======== EXTRACTED DATA ========

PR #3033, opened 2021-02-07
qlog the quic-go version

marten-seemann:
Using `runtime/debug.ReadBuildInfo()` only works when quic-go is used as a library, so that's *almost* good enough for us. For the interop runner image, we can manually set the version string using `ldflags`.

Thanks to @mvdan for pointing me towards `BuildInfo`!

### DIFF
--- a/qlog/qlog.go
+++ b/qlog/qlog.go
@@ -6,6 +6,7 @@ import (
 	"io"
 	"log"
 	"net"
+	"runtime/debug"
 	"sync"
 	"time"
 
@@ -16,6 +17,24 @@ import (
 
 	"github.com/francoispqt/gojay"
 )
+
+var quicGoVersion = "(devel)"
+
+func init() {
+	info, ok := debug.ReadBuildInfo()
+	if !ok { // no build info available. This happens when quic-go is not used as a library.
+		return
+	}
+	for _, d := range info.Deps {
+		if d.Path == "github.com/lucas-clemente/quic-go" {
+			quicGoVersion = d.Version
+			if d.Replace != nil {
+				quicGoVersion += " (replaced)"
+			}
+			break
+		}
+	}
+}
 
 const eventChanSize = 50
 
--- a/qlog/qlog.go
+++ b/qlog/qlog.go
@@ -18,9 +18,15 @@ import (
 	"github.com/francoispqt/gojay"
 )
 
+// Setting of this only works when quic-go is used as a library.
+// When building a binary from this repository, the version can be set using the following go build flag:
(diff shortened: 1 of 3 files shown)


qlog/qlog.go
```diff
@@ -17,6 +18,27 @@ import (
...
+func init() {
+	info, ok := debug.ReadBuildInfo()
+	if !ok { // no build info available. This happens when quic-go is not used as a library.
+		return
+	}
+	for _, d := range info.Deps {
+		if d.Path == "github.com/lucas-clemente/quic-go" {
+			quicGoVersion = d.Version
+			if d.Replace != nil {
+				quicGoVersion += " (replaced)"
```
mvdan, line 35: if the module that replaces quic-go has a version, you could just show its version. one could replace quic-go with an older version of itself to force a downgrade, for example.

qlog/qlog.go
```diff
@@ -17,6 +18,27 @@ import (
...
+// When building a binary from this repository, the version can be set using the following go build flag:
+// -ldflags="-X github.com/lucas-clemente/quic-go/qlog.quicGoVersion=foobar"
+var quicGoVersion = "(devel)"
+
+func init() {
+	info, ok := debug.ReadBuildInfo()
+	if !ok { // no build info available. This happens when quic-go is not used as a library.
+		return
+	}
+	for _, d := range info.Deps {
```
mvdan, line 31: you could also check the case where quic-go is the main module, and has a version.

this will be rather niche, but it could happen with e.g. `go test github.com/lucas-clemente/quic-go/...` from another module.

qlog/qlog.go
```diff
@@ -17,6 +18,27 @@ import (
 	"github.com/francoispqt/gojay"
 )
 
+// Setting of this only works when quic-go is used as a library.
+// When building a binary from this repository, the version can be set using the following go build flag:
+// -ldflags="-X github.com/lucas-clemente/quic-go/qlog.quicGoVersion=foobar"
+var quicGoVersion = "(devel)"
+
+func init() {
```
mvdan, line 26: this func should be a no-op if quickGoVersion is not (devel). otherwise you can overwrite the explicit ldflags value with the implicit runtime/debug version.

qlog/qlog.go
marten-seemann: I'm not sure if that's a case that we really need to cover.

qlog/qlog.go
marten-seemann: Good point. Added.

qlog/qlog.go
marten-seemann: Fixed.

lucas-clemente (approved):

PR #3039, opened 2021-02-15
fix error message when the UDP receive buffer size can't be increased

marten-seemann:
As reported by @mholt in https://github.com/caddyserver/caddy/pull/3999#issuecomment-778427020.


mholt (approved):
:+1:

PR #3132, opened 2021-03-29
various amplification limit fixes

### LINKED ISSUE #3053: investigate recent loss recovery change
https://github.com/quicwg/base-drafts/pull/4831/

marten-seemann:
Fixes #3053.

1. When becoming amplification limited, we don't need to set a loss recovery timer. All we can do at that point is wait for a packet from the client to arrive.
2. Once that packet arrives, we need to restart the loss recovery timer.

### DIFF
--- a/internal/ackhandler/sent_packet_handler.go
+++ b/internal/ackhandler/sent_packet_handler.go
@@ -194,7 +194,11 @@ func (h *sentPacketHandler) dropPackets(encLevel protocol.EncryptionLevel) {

========

EXERCISE
Your answer should hold the line with "--- a/internal/ackhandler/sent_packet_handler.go" and each line after it to the end of the data, retyped exactly. Include no other lines.

RESPONSE BELOW
--- a/internal/ackhandler/sent_packet_handler.go
+++ b/internal/ackhandler/sent_packet_handler.go
@@ -194,7 +194,11 @@ func (h *sentPacketHandler) dropPackets(encLevel protocol.EncryptionLevel) {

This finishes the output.